PR #87, opened 2020-11-20
Cache refactor, Part 2

ngober:
This is the second and probably final part of my work on refactoring the cache model. It is a follow-up to #75.

Here are the major changes made:

- The hit and miss logic is now unified between the queues in the cache. This means that a hit from the prefetch queue now runs the same code as a hit from the read queue, and a (non-L1D) write miss performs the same code as a MSHR fill. This alone eliminates hundreds of lines of code and makes the cache a lot more comprehensible.
- The cache blocks are now part of a single `std::vector`. This might be an inconsequential change, but in the best case it may improve locality and help the simulation run faster.
- All memory elements now use a producer/consumer model for memory requests. The DRAM is a request consumer (since it does not issue requests itself), and the O3_CPU model is has cache busses that are request producers (since they do not consume requests). The cache, however, is both, since it may issue requests as a result of consuming them. This allows me to introduce the `PACKET::to_return` member, so that the return logic is unified. No more if-statements that do special things to the PROCESSED queue for the L1 caches.

These changes are not entirely performance-neutral for two reasons:

- When merging the miss logic, I had to reorder some calls to the prefetcher interface, which may result in changes in prefetcher behavior.
- I changed the `PACKET::lq_index_depend_on_me` member family to a ~`std::set`~ `std::list` because iterating through that is easier, but the iteration order appears to be different than `fastset`. This means that packets are issued to the caches in a different order (occasionally), but it does not affect correctness.

Some future work that results from this:

- Introducing exclusivity is now trivially easy. All we need to do is add an invalidation to the hit logic and make the if-statement on L378 of cache.cc always true.
- Creating a hardware page walker is easier. It can use the `MemoryRequestConsumer` interface and integrate cleanly with existing logic. Furthermore, it can issue page walk requests to the L1D directly and get returns, now that the return logic is unified.
- The next step in virtual-address prefetching is easier. Data caches can, in theory, issue translation requests directly to the TLBs. We would need to add some disambiguation logic to `CACHE::return_data()`, but this shouldn't be too difficult. This will help us remove the fixed latency.

I am more than happy to talk about why I made any decisions I made here. I think these are good changes for the future of Champsim because they make it more accessible and easier to extend.


sethpugsley:
I just tested this out versus the develop branch.  I ran ./config.sh with the default champsim_config.json for both branches, and ran for 50M warmup and 50M simulation on the 600.perlbench_s-570B.champsimtrace.gz trace.  I found that run time for cache_refactor is about 50% longer than develop.

Is this just due to fancy run-time C++ stuff, or did you change anything algorithmically that has worse O() behavior?  Do you think you'll be able to get that performance back while still achieving the goals you had for this code?

ngober:
I've resolved the performance losses. They were the result of bad algorithmic decision-making on my part. I think this is ready for re-review.

sethpugsley:
I now observe only a 5% run time increase on the same trace where I noticed a 50% run time increase before.  I'll take a closer look at the code now and approve it if everything looks good.  Thanks for fixing the performance.

sethpugsley (approved):
There's a lot here.  This is a simplification of a lot of code that was complex and daunting to work with mostly because of its many redundancies.  This goes a long way to simplifying everything through C++-ification.

I'm sure more changes will be required as people work with the new way the cache is implemented, and discover things they don't like about it, but for now, it looks good to me.  I'm also looking forward to building out the page translation system on top of these changes, but that's a discussion for another time.

GinoAC (approved):
I agree with Seth, these changes are a solid step forward in modernizing the code base. I'm sure we'll hear some issues with it once the changes get some mileage, but we can address them as they come in.

ngober:
I agree. I'm not saying this is a perfect refactor, but it's not significantly different than the previous version. Between this and part 1 I've removed more than a thousand lines, and the whole of the cache model is now below a thousand lines in its entirety. If there are bugs, they're now easier to find. If people want to make changes, there are now fewer places they need to look.

If everything is good, I'll merge this over the weekend.

sethpugsley:
I was just about to merge it when I saw your message.  I think you can merge it immediately, unless you think there's some other reason not to.  I'd prefer for it to be merged tonight so that I can use it as a base for other things this weekend.

PR #88, opened 2020-11-20
Removing some redundant code, making the code more homogeneous (and t…

alberto-ros:
…rying my first pull-request)


ngober (approved):
For context, L451 of ooo_cpu.cc also performs this check. https://github.com/ChampSim/ChampSim/blob/341cebd59b9908ca971998d162c1ac2faa3d02d0/src/ooo_cpu.cc#L541

This change looks good and I see no issue with merging it.

PR #89, opened 2020-11-20
Changing the way the code iterates de ROB, in order to have a single …

alberto-ros:
…body of the loop instead of three identical ones

### DIFF
--- a/src/ooo_cpu.cc
+++ b/src/ooo_cpu.cc
@@ -266,7 +266,7 @@ uint32_t O3_CPU::check_rob(uint64_t instr_id)
     if ((ROB.head == ROB.tail) && ROB.occupancy == 0)
         return ROB.SIZE;
 
-    for (uint32_t i=ROB.head, count=0; count<ROB.occupancy; i=(i+1)%ROB.SIZE, count++) {
+    for (uint32_t i=ROB.head, count=0; count<ROB.occupancy; i=(i+1==ROB.SIZE) ? 0 : i+1, count++) {
         if (ROB.entry[i].instr_id == instr_id) {
             DP ( if (warmup_complete[ROB.cpu]) {
             cout << "[ROB] " << __func__ << " same instr_id: " << ROB.entry[i].instr_id;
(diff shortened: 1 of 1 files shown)


ngober (approved):
I'm always a fan of changes that make the code simpler. This is a good use of the comma syntax in for-loops.

src/ooo_cpu.cc
```diff
@@ -266,32 +266,12 @@ uint32_t O3_CPU::check_rob(uint64_t instr_id)
...
-            }
-        }
-        for (uint32_t i=0; i<ROB.tail; i++) {
-            if (ROB.entry[i].instr_id == instr_id) {
-                DP ( if (warmup_complete[cpu]) {
-                cout << "[ROB] " << __func__ << " same instr_id: " << ROB.entry[i].instr_id;
-                cout << " rob_index: " << i << endl; });
-                return i;
-            }
+    for (uint32_t i=ROB.head, count=0; count<ROB.occupancy; i=(i+1)%ROB.SIZE, count++) {
```
sethpugsley, line 269: I'm pretty sure this function is never called from anywhere.  Am I crazy?  What was it originally intended to do?

sethpugsley:
I'm seeing the same thing that I saw in PR #87, which is that this new commit increases simulator execution time by 50%.  I can understand this code a lot more easily than the code in #87, and I don't see anything fishy going on here.  I double-checked and it really does reproducibly take 50% more time to run with this commit versus develop.  I feel a bit like I'm going crazy, because what are the odds that two PRs would decrease simulator performance by the same amount?  Can anyone else verify this?

sethpugsley:
I just did an experiment where I applied #89 and #87 on top of develop, and the problem does indeed compound with both of those PRs in place.  With both of them, run time increases by almost 100%, versus just 50% with only one of them applied on top of develop.  Can someone else please try this and report your results?

alberto-ros:
Hi @sethpugsley, I think that you are right and using the modulo operator to iterate the large and not-power-of-two ROB ChampSim simulates now, it is too much time consuming. In my laptop is not so much increase but noticeable.

We can have a clean code and performance back to previous numbers by replacing:

i=(i+1)%ROB.SIZE

with:

i=(i+1==ROB.SIZE) ? 0 : i+1

Please, fell free to try it and update it.

sethpugsley:
I just implemented, briefly tested, and pushed the change @alberto-ros recommended, and it seems to restore all of the performance that the % operator lost.  I'm going to approve this PR now, and leave it to @ngober to actually do the merge after he verifies I didn't break anything.

sethpugsley (approved):

PR #91, opened 2020-11-24
btb_prediction() now returns a std::pair<> to return target and alway…

sethpugsley:
This PR replaces pass-by-reference of the always_taken variable in the BTB interface with instead just returning a std::pair<>.  This is probably the more C++-like way of doing things.  Reported IPC is identical, and simulator performance is basically the same, so it's really just a style choice.

It's totally fine if we don't go this route, and this PR is rejected.  Please share your opinions on the style choice, and if everyone likes it, it's fine to merge it.

### DIFF
--- a/btb/basic_btb/basic_btb.cc
+++ b/btb/basic_btb/basic_btb.cc
@@ -148,8 +148,8 @@ void O3_CPU::initialize_btb() {
   }
 }
 
-uint64_t O3_CPU::btb_prediction(uint64_t ip, uint8_t branch_type,
-                                uint8_t &always_taken) {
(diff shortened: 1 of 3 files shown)


ngober (approved):
This is a great way to handle it! I was hesitant to suggest it earlier because some people are hesitant to accept the "return a pair" method of returning two values.

GinoAC:
This looks good to me. I'm always in favor of moving us closer to the world of modern C++ if it doesn't kill IPC performance or 
 simulator performance.

sethpugsley:
Let's see if anyone else has thoughts about this, and if nobody objects, then we can merge it in a couple days.

sethpugsley:
I'll merge this tomorrow if nobody speaks up with objections before then.

PR #92, opened 2020-11-27
Declutter source code directories after compilation

sethpugsley:
I noticed that the Makefile that config.sh generates dumps all of the .o and .d files back into the source directories of the corresponding .cc files, and I thought this made the directories too messy.  In this commit, I changed the config.sh script to generate a Makefile that puts all of the .d and .o files from src/ into obj/ instead.

I know almost nothing about make files, and I'm not great at scripting either, and this was the best I could do, but the real goal that I'm hoping someone else will help me to achieve is to declutter ALL of the source code directories in this same manner.  Currently, all of the user-definable modules like prefetchers, btb, replacement, etc., still have their .d and .o files dumped into the same directories as the .cc files, and I want help changing this.

Could someone who knows about make files and scripting please push another commit to this branch to make it so that all .d and .o files end up in the same place, out of the source code directories?

### DIFF
--- a/config.sh
+++ b/config.sh
@@ -253,7 +253,7 @@ with open('Makefile', 'wt') as wfp:
     wfp.write('.phony: all clean\n\n')
     wfp.write('all: ' + config_file['executable_name'] + '\n\n')
     wfp.write('clean: \n\t find . -name \*.o -delete\n\t find . -name \*.d -delete\n\t $(RM) -r obj\n\n')
-    wfp.write(config_file['executable_name'] + ': $(patsubst %.cc,%.o,$(wildcard src/*.cc)) ' + ' '.join('obj/' + k for k in libfilenames) + '\n')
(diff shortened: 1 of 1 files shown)


ngober:
I was thinking about this when I wrote the current build system. It isn't the most ideal thing to have intermediate files in the source directories, but I don't think it's bad. In particular, it makes recompiling the modules a bit simpler, since we don't have to purge any out-of-date `*.o` files when we reconfigure. If we put the `.o` files somewhere else, our makefile gets more complex pretty quickly. I tried to make the simplest possible makefile, since it was being auto-generated by the configure script. Now, of course we can change it, I'm just not convinced it's necessary.

The intermediate files can be removed by running `make clean`. Would that solve the problem you're having?

sethpugsley:
make clean always works.  I was just annoyed that sometimes when I'm trying to edit a file, the source code file name won't tab-complete on the command line.  That, and aesthetics, are the two problems I have with the way it currently works.

ngober:
I'm closing this pull request because it has become obsolete. My recent changes in #259 put all object and dependency files in `.csconfig/`. If the object files are not desired, the directory can be removed and will be rebuilt when the simulator is reconfigured.

PR #93, opened 2020-11-30
Created main.yml to automatically lint commits

### LINKED ISSUE #84: Code Formatting
There has been considerable talk on #38 about what code format style to adopt and how to implement it. I'm creating this issue to collect all of the discussion in a more topical place.

First, why ChampSim needs to care about code formatting: its purpose is to be an accessible tool for rapid innovations in computer architecture research, particularly in memory prefetching and replacement. In order to be accessible, it has to be readable and comprehensible. Therefore, any style that ChampSim adopts must prioritize comprehensibility.

Any style tool that ChampSim uses must also not be a burden to a novice programmer. We see many people using ChampSim that have never worked on a C++ project before. ChampSim is designed with modularity, that is, you can add your own custom prefetchers, branch predictors, and replacement policies. These modules, being primarily used in-house, need not respect any ChampSim format guidelines and should not be required to. Yet, contributors to the codebase should be required to maintain proper style (for self-evident reasons). Therefore, any style tool that Champsim uses must be as optional as possible for researchers while being as required as possible for maintainers.

In the other thread, two toolchains have been suggested:
 - [editorconfig](https://editorconfig.org/)
 - [ClangFormat](https://clang.llvm.org/docs/ClangFormat.html)

Let's use this thread to discuss two things: What style to adopt and what toolchains to use to implement it.

ngober:
Resolves #84.

This workflow is triggered on pushes and PRs to the master and develop branches. It checks out the code, runs clang-format with llvm formatting (this can be later changed to a .clang-format file in the repository), then commits the resulting formatted code.

I have made this PR to master, not to develop, so that the changes will take effect immediately.

### DIFF
--- a/.github/workflows/main.yml
+++ b/.github/workflows/main.yml
@@ -1,0 +1,25 @@
+name: lint
+  
+on:
+  # Triggers the workflow on push or pull request events for master and develop
+  push:
+    branches: [ master,develop ]
+  pull_request:
+    branches: [ master,develop ]
+
+jobs:
+  build: 
+    runs-on: ubuntu-latest
+    steps:
+      - uses: actions/checkout@v2
+      - uses: DoozyX/clang-format-lint-action@v0.11
+        with:
+          source: 'src inc prefetcher branch replacement btb'
+          style: llvm
+          inplace: True
+      - uses: EndBug/add-and-commit@v4
+        with:
+          author_name: Auto-Formatter
+          author_email: format@example.com
+          message: 'Formatted with clang-format'
+          add: 'src inc prefetcher branch replacement btb'


ngober:
**NOTICE**

Apparently this PR will perform all formatting immediately. 

We may not want to add this to master, since it will probably cause significant diffs with develop. I'm not immediately sure how to integrate this. We may want to merge into develop instead.

sethpugsley:
I think that this should be applied to develop, and it should just get merged into master when we merge the two in the hopefully-not-too-distant future.  Is it easier on you if this is merged into develop before or after your latest cache_refactor work?

I don't really understand the main.yaml file, but is it going to try to run clang-format on things that aren't C++ files?  Can we specify that it should only run on .h and .cc files?  Also, there's a single .cc file in scripts/ that we might as well hit while we're at it.

ngober:
This is probably the kind of merge we should do right before merging develop into master. It's too bulky to merge easily when there are multiple projects in flight.

I don't totally understand the YAML file either, but I experimented a few times until it worked. By default, it runs on files in the given directories with extension 'c,h,C,H,cpp,hpp,cc,hh,c++,h++,cxx,hxx'. We can tighten that list if we want, but the default is fine. I can add scripts/ to the list of directories.

PR #94, opened 2020-12-05
Implemented the stack pointer folding technique to boost IPC

sethpugsley:
This PR implements a ChampSim version of stack pointer folding, which is an old technique that breaks dependencies on the stack pointer.  The idea is that the true value of the stack pointer can be calculated as soon as an instruction is decoded, because pushes, pops, calls, and returns all have behavior that is fixed at decode time.  In the ChampSim version, we're really just saying that stack pointer reads don't have to wait for the latest write to the stack pointer for the dependency to be satisfied.

This PR greatly improves performance of the DPC3 traces, or anything else that was generated with the Intel Pin tool.  It does not, however, improve the performance of the IPC-1 traces at all.  I suspect that this is because the IPC-1 traces were converted from ARM traces, and the hacks that were used to generate calls & returns in the IPC-1 traces were not universally applied to all instructions that read and write the stack pointer.  I'm hoping @djimeneth can weigh in on that.

### DIFF
--- a/src/ooo_cpu.cc
+++ b/src/ooo_cpu.cc
@@ -552,9 +552,25 @@ void O3_CPU::decode_and_dispatch()
 	    way->lru = 0;
 	    way->addr = db_entry.ip;
 
-        // Add to ROB
-        ROB.entry[ROB.tail] = db_entry;
-        ROB.entry[ROB.tail].event_cycle = current_core_cycle[cpu];
+	    // Stack Pointer Folding
+	    if(db_entry.is_branch == 0)
+	      {
+		// the exact, true value of the stack pointer for any given instruction can
+		// be determined immediately after the instruction is decoded without
+		// waiting for the stack pointer's dependency chain to be resolved
+		for (int i=0; i<NUM_INSTR_SOURCES; i++)
+		  {
+		    if(db_entry.source_registers[i] == REG_STACK_POINTER)
+		      {
+			db_entry.source_registers[i] = 0;
+			db_entry.num_reg_ops--;
+		      }
+		  }
+	      }
+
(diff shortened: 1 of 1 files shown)


djimeneth:
What if there is an instruction like subq %rax,%rsp e.g. in the C++
implementation of allocating an array whose size is a variable? You
wouldn't know the value of %rax until its producing instruction had
executed, well beyond the decode time for the subq. Does your code verify
that the stack pointer is computed correctly, and roll back if it isn't?

As I recall, the translated CVP traces still use the original ARM names for
the stack pointer, except for branch instructions. If the pull request is
approved I can go in and see what it would take to translate the ARM stack
pointer name to the correct Pin name. Probably not too hard, but hopefully
it wouldn't have other weird side effects.

Daniel

sethpugsley:
@djimeneth that's a good point about your subq example.  No, the code never rolls anything back, it needs to just try to get it right the first time.  Some inaccuracies will undoubtedly persist, but I think I can do a little bit better than this current version.  Let me iterate on this a little bit over the weekend, and hopefully by Monday I'll have something that works correctly even in situations like that.  It will probably come down to actually identifying pops & pushes, and then only applying SP folding to those and calls & returns.  I'll have to think about it.

ngober:
As you're looking into it, take a look at #32. In that, I added a way to remap the register indices at runtime. If the problem is that the register indices in the IPC1 traces are ARM-like, then we can simply create a new ARM-to-PIN mapping and the problem might be solved outright.

sethpugsley:
Thanks for the suggestions, everyone.  My git branches got tangled up, and I need to try this again.  Sorry this is messy, and expect another PR soon.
* * *
**THE TASK**
Wherever the word "thread" occurs in the data, copy that whole line.

**THE COMPLETED TASK**
In the other thread, two toolchains have been suggested:
Let's use this thread to discuss two things: What style to adopt and what toolchains to use to implement it.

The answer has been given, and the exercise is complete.